-- Supplied records follows --

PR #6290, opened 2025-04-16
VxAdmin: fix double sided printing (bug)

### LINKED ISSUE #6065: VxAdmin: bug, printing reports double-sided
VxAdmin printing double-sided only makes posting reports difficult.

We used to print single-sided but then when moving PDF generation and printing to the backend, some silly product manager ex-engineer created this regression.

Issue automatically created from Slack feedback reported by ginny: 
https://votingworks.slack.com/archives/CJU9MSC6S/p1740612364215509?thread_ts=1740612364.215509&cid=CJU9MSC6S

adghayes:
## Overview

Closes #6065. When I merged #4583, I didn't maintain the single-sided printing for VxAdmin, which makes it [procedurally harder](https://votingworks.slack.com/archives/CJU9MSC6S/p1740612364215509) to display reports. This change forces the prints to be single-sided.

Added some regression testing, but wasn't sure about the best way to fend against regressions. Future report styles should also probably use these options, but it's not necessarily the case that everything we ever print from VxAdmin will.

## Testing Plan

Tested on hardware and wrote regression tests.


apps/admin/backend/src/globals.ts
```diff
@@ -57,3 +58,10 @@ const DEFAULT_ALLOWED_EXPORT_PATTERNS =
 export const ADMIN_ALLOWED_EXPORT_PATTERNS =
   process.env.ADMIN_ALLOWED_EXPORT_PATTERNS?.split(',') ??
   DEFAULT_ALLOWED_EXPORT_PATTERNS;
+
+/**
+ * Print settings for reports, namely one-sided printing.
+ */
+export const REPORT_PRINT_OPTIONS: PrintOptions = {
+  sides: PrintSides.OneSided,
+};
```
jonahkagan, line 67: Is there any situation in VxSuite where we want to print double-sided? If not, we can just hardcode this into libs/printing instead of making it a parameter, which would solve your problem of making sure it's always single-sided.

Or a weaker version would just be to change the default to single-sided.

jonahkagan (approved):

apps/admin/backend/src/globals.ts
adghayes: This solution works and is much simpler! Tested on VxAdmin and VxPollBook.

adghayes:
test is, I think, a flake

-- Supplied records concluded --
-- Supplied records follows --

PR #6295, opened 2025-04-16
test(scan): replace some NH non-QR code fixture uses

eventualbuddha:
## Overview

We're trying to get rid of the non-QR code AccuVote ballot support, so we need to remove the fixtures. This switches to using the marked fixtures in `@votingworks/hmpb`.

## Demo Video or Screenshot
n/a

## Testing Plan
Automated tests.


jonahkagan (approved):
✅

-- Supplied records concluded --

One stretch of the lines above is wanted, from the line that contains "VxAdmin printing double-sided" through the line that contains "Issue automatically created". Output it exactly.

Answer area:
VxAdmin printing double-sided only makes posting reports difficult.

We used to print single-sided but then when moving PDF generation and printing to the backend, some silly product manager ex-engineer created this regression.

Issue automatically created from Slack feedback reported by ginny: 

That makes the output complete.